Though progressing way-too-rapidly through my early 30s at the time, I liked to watch the Top 20, or 10 (or something in between) countdowns.  I occasionally heard a song I wanted to hear again, and smugly liked the fact that I was ‘down’ with what the youngsters were listening to.  (Of course the fact that I was watching ‘Video Hits’ or [old] ‘Rage’, rather than listening to ‘Triple J’ said something about how un-hip I actually was, but still there I was – ‘gettin jiggy wit it’).

Sadly I find I can no longer partake in this frivolous pastime and not just because I have hard timber floors in my lounge room – making it difficult and uncomfortable to sprawl on my 40+year old bones…. The bigger problem is that it is all-but-impossible to find any music ‘countdowns’ on Australian free-to-air television stations anymore. 

I tend to gravitate to ABC’s ‘Rage’ which offers a mish-mash of popular, edgy and retro music, rather than Channel 10’s ‘Video Hits’ which seems to feature (generally non-charting obscure) artists from whatever music festival happens to be on at the time.  I know my lack of appreciation for these artists and the myriad of outdoor music festivals says something about my age and taste, but frankly I need more.  I mean, how on earth am I supposed to know what songs to like if I can’t find out what everyone else likes?

So, I wonder, why is there no interest in countdowns from free-to-air television stations?  Why no new-release video clips, no highlighting of new music?  Such shows exist on pay television (Foxtel etc) and even our radio stations still offer regular countdowns and feature new-releases.  In fact it seems that The Buggles were wrong in 1979 and ‘video did not kill the radio star’ after all.  But instead perhaps the video shows – as I knew them – are dead.  Killed by the World Wide Web. 

We no longer have to wait on tenterhooks for Molly (Meldrum) to unveil this week’s number one song on ‘Countdown’.  We can just log on to the internet and we have the world at our fingertips.  YouTube, iTunes and the like.  We don’t need to wait for Saturday morning to roll around to see what new songs are being released.
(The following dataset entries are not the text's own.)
PR #6288, opened 2025-08-22
FOEPD-1976: Save predicted sample labels in background thread

exupero:

This PR updates `_apply_image_model_data_loader` to execute DB writes on a background thread so calls to `predict_all` aren't blocked. It only moves the top-level I/O-bound bottleneck off the main thread, it does not address any CPU-bound bottlenecks within `predict_all`.

Ran following script on voxelcompute instance and profiled with both built-in cProfile module and [line-profiler](https://pypi.org/project/line-profiler/).
```python
import sys

import fiftyone as fo
import fiftyone.zoo as foz


if __name__ == "__main__":
    suffix = sys.argv[1] if len(sys.argv) > 1 else "baseline"
    if not dataset.persistent:
        dataset.persistent = True
    dataset.apply_model(
	    model,
        num_workers=32,
        batch_size=16,
        confidence_thresh=0.1,
        label_field=f"profile_{suffix}"
	)
```
Code on develop ran in 5m47s, with 327s spent in `apply_model` and 198s in `predict_all` (60%); 77s was spent saving collections.
Screenshot 2025-08-20 at 12 30 28 PM
I do see some screwy behavior in the Snakeviz diagram, specifically that `apply_model` takes 327s, which besides the 275s in `predict_all` and saving collections also includes calling `check_perm_wrapper` for 327s (wat). Snakeviz says that calls the same `apply_model` model function. From looking at the code I'm not sure there's really any recursion happening and it's possibly a data collision in the cProfile data, but I don't know for sure, so I also profiled `_apply_image_model_data_loader` with line_profiler, which indicated that the 40% of non-`predict_all` time is spent in `sample.add_labels(...)` and `ctx.save(sample)`.

Code in this PR ran in 4m15s, with 236s spent in `apply_model` and 227s in `predict_all` (96%). Line-profile shows similar results.

Note that these changes make an overall improvement but `predict_all` is now slower:
visualization (2)
I tracked that difference down to a line in a library that only turns a tensor into a tuple, so the change is likely due to thrashing the GIL between threads. Preliminary investigation shows that it would be faster to use a background process instead of a thread, but some of the objects being saved cannot be pickled, so it's not possible to hand them off to another process.

        notes for FiftyOne users.

-   [ ] Other

## Summary by CodeRabbit

* **New Features**
  * Batch labeling and embedding saves now run asynchronously to improve throughput and reduce blocking during disk writes.
  * Added a configurable background executor to schedule and run batch save tasks.

* **Bug Fixes / Reliability**
  * Centralized, configurable batch-level error handling: optionally skip failed batches while continuing processing.
  * Clear warnings for skipped batches include contextual sample identifiers to aid diagnosis.

### DIFF
--- a/fiftyone/core/models.py
+++ b/fiftyone/core/models.py
@@ -1219,6 +1219,18 @@ def _compute_image_embeddings_data_loader(
         pb = context.enter_context(fou.ProgressBar(samples, progress=progress))
         if embeddings_field is not None:
             ctx = context.enter_context(foc.SaveContext(samples))
+        submit = context.enter_context(
+            fou.async_executor(
+                max_workers=1,
+                skip_failures=skip_failures,
+                warning="Async failure saving embeddings",
+            )
+        )
+
+        def save_batch(sample_batch, embeddings_batch):
+            for sample, embedding in zip(sample_batch, embeddings_batch):
+                sample[embeddings_field] = embedding
+                ctx.save(sample)
 
         for sample_batch, imgs in zip(
             fou.iter_batches(samples, batch_size),
@@ -1244,9 +1256,7 @@ def _compute_image_embeddings_data_loader(
                 )
 
             if embeddings_field is not None:
-                for sample, embedding in zip(sample_batch, embeddings_batch):
-                    sample[embeddings_field] = embedding
-                    ctx.save(sample)
+                submit(save_batch, sample_batch, embeddings_batch)
             else:
                 embeddings.extend(embeddings_batch)
 
--- a/fiftyone/core/models.py
+++ b/fiftyone/core/models.py
@@ -85,6 +85,7 @@ def handle_batch_error(skip_failures, sample_batch):
             sample_batch[0].id,
             sample_batch[-1].id,
             e,
+            exc_info=True,
         )
 
 
--- a/fiftyone/core/models.py
+++ b/fiftyone/core/models.py
@@ -52,29 +52,6 @@ _ALLOWED_PATCH_TYPES = (
 
 
 @contextlib.contextmanager
-def _async_executor(
-    *, max_workers, skip_failures=False, warning="Async failure"
-):
-    with ThreadPoolExecutor(max_workers=max_workers) as executor:
-        _futures = []
-
-        def submit(*args, **kwargs):
-            future = executor.submit(*args, **kwargs)
-            _futures.append(future)
-            return future
-
-        yield submit
-
-        for future in _futures:
-            try:
-                future.result()
-            except Exception as e:
-                if not skip_failures:
-                    raise e
-                logger.warning(warning, exc_info=True)
-
-
-@contextlib.contextmanager
 def _handle_batch_error(skip_failures, sample_batch):
     try:
         yield
@@ -503,7 +480,7 @@ def _apply_image_model_data_loader(
         pb = context.enter_context(fou.ProgressBar(samples, progress=progress))
         ctx = context.enter_context(foc.SaveContext(samples))
         submit = context.enter_context(
-            _async_executor(
+            fou.async_executor(
                 max_workers=1,
                 skip_failures=skip_failures,
                 warning="Async failure labeling batches",
--- a/fiftyone/core/models.py
+++ b/fiftyone/core/models.py
@@ -480,21 +480,21 @@ def _apply_image_model_data_loader(
     else:
         samples = samples.select_fields()
 
-    def save_batch(sample_batch, labels_batch):
-        for sample, labels in zip(sample_batch, labels_batch):
-            if filename_maker is not None:
-                _export_arrays(labels, sample.filepath, filename_maker)
-
-            sample.add_labels(
-                labels,
-                label_field=label_field,
-                confidence_thresh=confidence_thresh,
-            )
-            ctx.save(sample)
-
     with contextlib.ExitStack() as context:
         pb = context.enter_context(fou.ProgressBar(samples, progress=progress))
         ctx = context.enter_context(foc.SaveContext(samples))
+
+        def save_batch(sample_batch, labels_batch):
+            for sample, labels in zip(sample_batch, labels_batch):
+                if filename_maker is not None:
+                    _export_arrays(labels, sample.filepath, filename_maker)
+
+                sample.add_labels(
+                    labels,
+                    label_field=label_field,
+                    confidence_thresh=confidence_thresh,
+                )
+                ctx.save(sample)
 
         with futures(
             max_workers=1,
--- a/fiftyone/core/models.py
+++ b/fiftyone/core/models.py
@@ -62,7 +62,7 @@ def futures(*, max_workers, skip_failures=False, warning="Async failure"):
             except Exception as e:
                 if not skip_failures:
                     raise e
-                logger.warning(warning, e)
+                logger.warning(warning, exc_info=True)
 
 
 def apply_model(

A few flicks of the fingers across a keyboard or keypad and we can find almost any video clip we want to watch, buy and download. Just like that. 

It isn’t that I don’t appreciate technology – downloading something from iTunes sure beats holding the cassette player with in-built microphone in front of the TV screen and telling everyone to shush.  But, I still miss the anticipation of the countdown; the inane babble of the VJs imparting often-useless tidbits; and being exposed to songs that I wouldn’t normally listen to but, because they happen to fall between No.8 and No.6, enjoy.  But most of all I miss those comforting weekend hours spent sprawled in front of a noisy, flickering box!